Search code examples
pythonpandasdataframelarge-datalarge-files

How to remove part of a panda dataframe without loading the full file?


I have a very large dataframe with many million rows and it is normally not feasible to load the entire file into memory to work with. Recently some bad data have gotten in and I need to remove them from the database. So far what I've done is:

    file = '/path to database'
    rf = pd.read_csv(f'{file}.csv', chunksize = 3000000, index_col=False)
    res = pd.concat([chunk[chunk['timestamp'] < 1.6636434764745E+018] for chunk in rf)]
    res.to_csv(f'{file}.csv', index=False) 

Basically it is opening the database and saving the part i want, overwriting the original file.

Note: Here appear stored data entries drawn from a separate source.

PR #426, opened 2019-06-12
Einsum

gertjanvanzwieten:
placeholder solution until a proper function back-end infrastructure is in place

### DIFF
--- a/nutils/function.py
+++ b/nutils/function.py
@@ -55,7 +55,7 @@ def strictevaluable(value):
 def simplified(value):
   return strictevaluable(value).simplified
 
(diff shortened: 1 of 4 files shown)


nutils/function.py
```diff
@@ -2089,8 +2138,8 @@ def __len__(self):
     return 2
 
   def __iter__(self):
-    yield ArrayFromTuple(self, index=0, shape=self.func.shape[:-1], dtype=float)
-    yield ArrayFromTuple(self, index=1, shape=self.func.shape, dtype=float)
+    yield ArrayFromTuple(self, index=0, shape=self.func.shape[:-1], dtype=float if self.symmetric else complex)
+    yield ArrayFromTuple(self, index=1, shape=self.func.shape, dtype=float if self.symmetric else complex)
```
joostvanzwieten: The eigenvectors are also complex if func is complex.

PR #430, opened 2019-06-28
Tensorial

joostvanzwieten:


nutils/expression.py
```diff
@@ -661,11 +661,11 @@ def parse_var(self):
       if '0' <= indices.data <= '9':
         raise _IntermediateError('Expected a non-numeric index, got {!r}.'.format(indices.data), at=indices.pos, count=len(indices.data))
       value = _Array.stack(args, indices.data)
-    elif self._next.type == 'd':
-      self._consume()
```
gertjanvanzwieten: let's keep this in for backwards compatibility

nutils/function.py
```diff
@@ -1079,6 +1037,8 @@ def __init__(self, func:asarray):
   @property
   def simplified(self):
     func = self.func.simplified
+    if func.shape[-2:] == (1,1):
+      return (1 / func).simplified
```
gertjanvanzwieten: suggestion: reciprocal(func).simplified

nutils/function.py
```diff
@@ -1358,6 +1318,8 @@ def __init__(self, func:asarray):
   @property
   def simplified(self):
     func = self.func.simplified
+    if func.shape[-2:] == (1,1):
+      return func[...,0,0]
```
gertjanvanzwieten: return value lacks a .simplified

nutils/sample.py
```diff
@@ -85,16 +85,55 @@ def __init__(self, transforms:types.tuple[transformseq.stricttransforms], points
...
+          detJ *= abs(numpy.dot(J.T, J)[0,0])**0.5
+        else:
+          detJ *= abs(numpy.linalg.det(numpy.dot(J.T, J)))**0.5
+
+        V = numpy.array(V, copy=True, dtype=float)
+        for i in range(root.ndims):
+          if i > 0:
+            V[:,i] -= numpy.dot(V[:,:i], numpy.dot(V[:,:i].T, V[:,i]))
+          V[:,i] /= numpy.linalg.norm(V[:,i])
+        T, N = V[:,:trans[-1].fromdims], V[:,trans[-1].fromdims:]
```
gertjanvanzwieten: shouldn't there be an additional case here for trans[-1].fromdims == root.ndims so that we can take the direct determinant of linear?

nutils/sample.py
```diff
@@ -85,16 +85,55 @@ def __init__(self, transforms:types.tuple[transformseq.stricttransforms], points
...
+        T = numpy.zeros((root.ndims,0))
+        N = numpy.eye(root.ndims)
+      elif not trans:
+        T = numpy.eye(root.ndims)
+        N = numpy.zeros((root.ndims,0))
+      else:
+        V = transform.linearfrom(trans, root.ndims)
+        J = V[:,:trans[-1].fromdims]
+        if J.shape[1] == 1:
+          detJ *= abs(numpy.dot(J.T, J)[0,0])**0.5
```
gertjanvanzwieten: don't you think this 1x1 special case is handled well by linalg.det?

nutils/topology.py
```diff
@@ -878,15 +932,15 @@ class Point(Topology):
...
   def __init__(self, trans, opposite):
     assert trans[-1].fromdims == 0
     references = elementseq.asreferences([element.getsimplex(0)], 0)
-    transforms = transformseq.PlainTransforms((trans,), 0)
-    opposites = transforms if opposite is None else transformseq.PlainTransforms((opposite,), 0)
+    transforms = functools.reduce(transformseq.ProductTransforms, [transformseq.PlainTransforms((transi,), 0) for transi in trans])
+    opposites = functools.reduce(transformseq.ProductTransforms, [transformseq.PlainTransforms((oppi,), 0) for oppi in opposite])
     super().__init__(references, transforms, opposites)
 
 class StructuredLine(Topology):
```
gertjanvanzwieten: Is this currently used? If not, won't it be better to remove it with the aim to transition StructuredTopology into 1D only?

nutils/topology.py
```diff
@@ -2154,7 +2151,7 @@ class RevolutionTopology(Topology):
 
   def __init__(self):
     self._root = transform.Identifier(1, 'angle')
```
gertjanvanzwieten: is this correct?

nutils/topology.py
joostvanzwieten: Removed.

nutils/topology.py
joostvanzwieten: Removed.

joostvanzwieten:
Replaced by #611.

PR #451, opened 2019-07-24
fixed and fallback lengths in expressions

joostvanzwieten:


CHANGELOG.rst
```diff
@@ -8,6 +8,44 @@ inverse chronological order.
...
+
+      >>> ns = nutils.function.Namespace(fixed_lengths=dict(i=2))
+      >>> ns.a = numpy.array([1,2,3])
+      >>> 'a_i' @ ns
+      Traceback (most recent call last):
+      ...
+      ExpressionSyntaxError: Length of index i is fixed at 2 but the expression has length 3.
+      a_i
+        ^
+
```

However the data has gotten so large that this is failing to fit in memory. Is there a better way to truncate a part of the dataframe based on a simple query?

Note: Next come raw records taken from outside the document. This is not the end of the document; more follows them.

PR #452, opened 2019-07-26
Transforms updates

joostvanzwieten:
The goal of this PR is to eliminate `PlainTransforms` in the `UnionTopology` and in the `boundary` and `interfaces` attributes of the `Topology` base class.

### DIFF
--- a/nutils/topology.py
+++ b/nutils/topology.py
@@ -818,7 +818,7 @@ class EmptyTopology(Topology):
 
   @types.apply_annotations
   def __init__(self, ndims:types.strictint):
-    super().__init__(elementseq.PlainReferences((), ndims), transformseq.PlainTransforms((), ndims), transformseq.PlainTransforms((), ndims))
+    super().__init__(elementseq.EmptyReferences(ndims), transformseq.PlainTransforms((), ndims), transformseq.PlainTransforms((), ndims))
 
   def __or__(self, other):
     assert self.ndims == other.ndims
--- a/nutils/topology.py
+++ b/nutils/topology.py
@@ -20,12 +20,11 @@
 
 """
 The topology module defines the topology objects, notably the
-:class:`StructuredTopology` and :class:`UnstructuredTopology`. Maintaining
-strict separation of topological and geometrical information, the topology
-represents a set of elements and their interconnectivity, boundaries,
-refinements, subtopologies etc, but not their positioning in physical space. The
-dimension of the topology represents the dimension of its elements, not that of
-the the space they are embedded in.
+:class:`StructuredTopology`. Maintaining strict separation of topological and
+geometrical information, the topology represents a set of elements and their
+interconnectivity, boundaries, refinements, subtopologies etc, but not their
+positioning in physical space. The dimension of the topology represents the
+dimension of its elements, not that of the the space they are embedded in.
 
 The primary role of topologies is to form a domain for :mod:`nutils.function`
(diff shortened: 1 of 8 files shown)


nutils/topology.py
```diff
@@ -609,38 +608,63 @@ def boundary(self):
     '''
```
gertjanvanzwieten: Should we use the opportunity to move this to ConnectedTopology?

nutils/topology.py
```diff
@@ -609,38 +608,63 @@ def boundary(self):
...
+    if refs_touched:
+      references = elementseq.asreferences(references, self.ndims-1)
+    else:
+      references = self.references.edges[selection]
+    transforms = self.transforms.edges(self.references)[selection]
+    return Topology(references, transforms, transforms)
 
   @property
   @log.withcontext
   def interfaces(self):
```
gertjanvanzwieten: idem boundary

tests/test_elementseq.py
```diff
@@ -82,44 +81,68 @@ def test_mul_references(self):
...
-  check=[square*line]*2+[triangle*line]*2,
-  checkndims=3)
-common(
-  'ChildReferences',
-  seq=nutils.elementseq.ChildReferences(nutils.elementseq.PlainReferences([square, triangle], 2)),
-  check=[square]*4+[triangle]*4,
-  checkndims=2)
+class EmptyReferences(TestCase, Common):
+  @classmethod
+  def setUpClass(cls):
```
gertjanvanzwieten: why not just setUp instead of setUpClass? (applies to all following)

tests/test_transformseq.py
```diff
@@ -153,115 +160,167 @@ def test_refined(self):
...
-common(
-  'StructuredTransforms:2D,refined',
-  seq=nutils.transformseq.StructuredTransforms(x2, [nutils.transformseq.DimAxis(0,2,False),nutils.transformseq.DimAxis(2,4,False)], 1),
-  check=[(x2,s01,c00),(x2,s01,c01),(x2,s01,c10),(x2,s01,c11)],
-  checkmissing=[(x2,s00,c00)],
-  checkrefs=nutils.elementseq.asreferences([square]*4, 2),
-  checkfromdims=2)
+class EmptyTransforms(TestCase, Common, Edges):
+  @classmethod
+  def setUpClass(cls):
```
gertjanvanzwieten: idem test_elementseq

tests/test_elementseq.py
joostvanzwieten: done

tests/test_transformseq.py
joostvanzwieten: done

nutils/topology.py
joostvanzwieten: That requires a bit more work than just moving the properties. The `ConnectedTopology` takes a precomputed connectivity. The `SimplexTopology` does not define a `boundary` or `interfaces` itself, but subclassing from `ConnectedTopology` requires computing the connectivity in `__init__`. We could add a, say, `ConnectedTopologyBase` with an abstract property `connectivity`, move the `boundary` and `interfaces` properties to this class and let `SimplexTopology` and `ConnectedTopology` derive from `ConnectedTopologyBase`.

gertjanvanzwieten: I see, agreed. ConnectedTopologyBase seems to be the right approach but let's leave it for later.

The truncated part would usually be very small compared to the rest, say 100k rows and always at the end.


Solution

  • I would avoid using pandas in this case and just directly edit the csv file itself. For example:

    import csv
    
    with open("test_big.csv", "r") as f_in, open("test_out.csv", "w") as f_out:
      reader = csv.reader(f_in)
      writer = csv.writer(f_out)
      for row in reader:
        if int(row[-1]) > 9900: # your condition here
          writer.writerow(row)
    

    For context, test_big.csv looks like this

    1,2,3,4,5891
    1,2,3,4,7286
    1,2,3,4,7917
    1,2,3,4,937
    ...
    

    And is 400,000 records long. Execution took 0.2s.

    Edit: Ran with 40,000,000 records and took 15s.